- Born: 1953 (age 71–72)
- Scientific career
- Fields: Plant Physiological Ecology
- Institutions: University of Cambridge; University of Dundee;
- Website: www.plantsci.cam.ac.uk/research/howardgriffiths

= Howard Griffiths (scientist) =

Howard Griffiths is a physiological ecologist. He is professor of plant ecology in the Department of Plant Sciences at the University of Cambridge, and a Fellow of Clare College, Cambridge. He formerly worked for the University of Dundee in the Department of Biological Sciences. He applies molecular biology techniques and physiology to investigate the regulation of photosynthesis and plant water-use efficiency.

==Research==
Griffiths' specializations include:
- Responses to climate change, reflected by his membership of the Cambridge Centre for Climate Science (CCfCS).
- Global food security, a University of Cambridge Research Theme.
- Conservation and bioenergy crops, through his membership to the Cambridge Conservation Initiative.

Griffiths has a particular interest in introducing the dynamics of plant processes without the need for time-lapse photography. His lectures demonstrate how the spatial segregation of photosystem 1 and photosystem 2 creates a highly dynamic system with lateral mobility and migration of damaged photosynthetic reaction centers through thylakoid membranes.

He studies the reaction mechanism of RuBisCO and how plants have evolved. His primary focus being the types of "carbon dioxide concentrating mechanisms" (CCMs) which enhance the operating efficiency of RuBisCO and thereby carbon dioxide fixation. CCMs of interest include crassulacean acid metabolism (CAM), the biochemical C_{4} pathway, and the biophysical CCM found within algae, cyanobacteria and hornworts.

He uses stable isotopes of carbon and oxygen to compare how different types of plants have evolved their own methods of photosynthesis. Study of these isotopes can also analyse the water use of plants and insects.

He collaborated on an international project investigating the possibility of introducing the algal CCM into terrestrial plants called the Combining Algal and Plant Photosynthesis project (CAPP). In 2016, they achieved successful results and they now hope to implement this technique to increase the rate of photosynthesis in plants and hence increase crop yields.

His goal in his work is not only to discover new molecular and ecological insights but then use those insights to sustain plant diversity and combat climate change.

As part of his work, Griffiths has been a visiting research fellow to the Australian National University in 2006 and 2008. He is part of peer review for the National Environmental Research Council. He has also conducted many field work expeditions to countries including Trinidad, Venezuela, and Panama, as part of his research.
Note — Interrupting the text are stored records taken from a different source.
PR #673, opened 2019-03-19
Mask optimizations

kvrooman:
- Remove repetitive np.array() of items that are already np.arrays
- Remove repetitive reshaping
- Perform dilation on single channel only
- Clarify dfl_full mask parts
- Simplify with for loop
- Add more complex mask based on facial components
- Prep for convert masks

### DIFF
--- a/plugins/train/_config.py
+++ b/plugins/train/_config.py
@@ -8,7 +8,11 @@ from lib.config import FaceswapConfig
 logger = logging.getLogger(__name__)  # pylint: disable=invalid-name
 
 MASK_TYPES = ["none", "dfaker", "dfl_full", "components"]
-MASK_INFO = "The mask to be used for training. Select none to not use a mask"
+MASK_INFO = ("The mask to be used for training:"
+             "\n\tnone: Doesn't use any mask."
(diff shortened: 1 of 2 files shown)


plugins/train/_config.py
```diff
@@ -7,7 +7,7 @@
 
 logger = logging.getLogger(__name__)  # pylint: disable=invalid-name
 
-MASK_TYPES = ["none", "dfaker", "dfl_full"]
+MASK_TYPES = ["none", "dfaker", "dfl_full", "components"]
 MASK_INFO = "The mask to be used for training. Select none to not use a mask"
```
torzdf: Please edit info as follows (adding a description for what components does)
```
MASK_INFO = ("The mask to be used for training:"
             "\n\tnone: Don't use a mask."
             "\n\tdfaker: A basic face hull mask."
             "\n\tdfl: An improved face hull mask"
             "\n\tcomponents: <INSERT DEFINITION HERE>")
```

kvrooman: Ahh, started pylinting now (10.0/10.0) but haven't flake8 yet...

PR #675, opened 2019-03-20
fix: specific TensorFlow version to the latest 1.x(1.13.1) since it is incompatible with TensorFlow 2.x API

qiwihui:
Docker tensorflow/tensorflow:latest-gpu-py3 and tensorflow/tensorflow:latest-py3 has linked to TensorFLow 2.0.0a0 which leads to faceswap run into crash.

### DIFF
--- a/Dockerfile.cpu
+++ b/Dockerfile.cpu
@@ -1,4 +1,4 @@
-FROM tensorflow/tensorflow:latest-py3
+FROM tensorflow/tensorflow:1.13.1-py3
 
 RUN apt-get update -qq -y \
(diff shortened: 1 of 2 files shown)


kvrooman:
to maintain consistency, we also should pin the specific version to 1.12 as the main non-Docker code uses that version. ( conda still working on 1.13 packages ... )

torzdf:
As @kvrooman says, please pin this to 1.12 and I will merge

qiwihui:
@torzdf Has pinned to tf 1.12.0

PR #678, opened 2019-03-21
old-style resblocks

andenixa:
added use_bias parameter to res_block (defaults to True)


kvrooman:
Hey @andenixa - as discussed on discord. I'm fine with adding this toggle. Allows some flexibility if you don't want bias. Why'd you close?

torzdf:
My understanding is this can already be done with kwargs

andenixa:
@kvrooman partially because I agree with @torzdf and because it received more criticism than I would anticipate :)

PR #688, opened 2019-03-31
PenalizedLoss for plaidml the second

kilroythethird:
Should prevent "The graph couldn't be sorted in topological order” bug in TF.
Since all seems to point to this being produced by a bug in TF or cuda itself i can't really be sure what leads to it.
Tested with the CPU version of tensorflow.

### DIFF
--- a/lib/model/losses.py
+++ b/lib/model/losses.py
@@ -168,46 +168,17 @@ class DSSIMObjective():
         return patches
 
 # <<< START: from Dfaker >>> #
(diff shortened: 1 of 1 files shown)


kilroythethird:
Damn it i did it again. Please switch to staging. Its based on it but i (once again)missed to switch it in the GH interface. Sorry about that.

torzdf:
This seems to work without generating the previous errors.
Merging

PR #690, opened 2019-04-02
Added cache for nearest landmarks

kilroythethird:
This PR adds caching to increase the training data preparation speed for the "Warp to landmarks" feature.
Currently the 10 nearest landmarks are calculated for each image over and over again.

This speed up might or might not be noticeable as it depends on how long the data preparation process takes vs. how fast the GPU can finish working on a batch.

As of 2021, his projectsfocus on:

- "Food security: sustainability and equality in crop production systems" - in collaboration with the Global Food Security Interdisciplinary Research Centre
- "Defining the algal chloroplast pyrenoid" - a continuation of his RuBisCO work.
- "Carbon assimilation and hydraulic constraints in C3, C4 and CAM systems"
- "Epiphyte environmental interactions and climate change" - focussing on samples collected during field work

===Publications===
Griffiths has a blog documenting his and his students' research in physiological ecology.

He is the author, co-author or editor of several textbooks and monographs, including The Carbon Balance of Forest Biomes with Paul Gordon Jarvis.

According to Google Scholar and Scopus, his most highly cited peer-reviewed publications were in The Journal of Experimental Botany, Oecologia, New Phytologist, and Functional Plant Biology.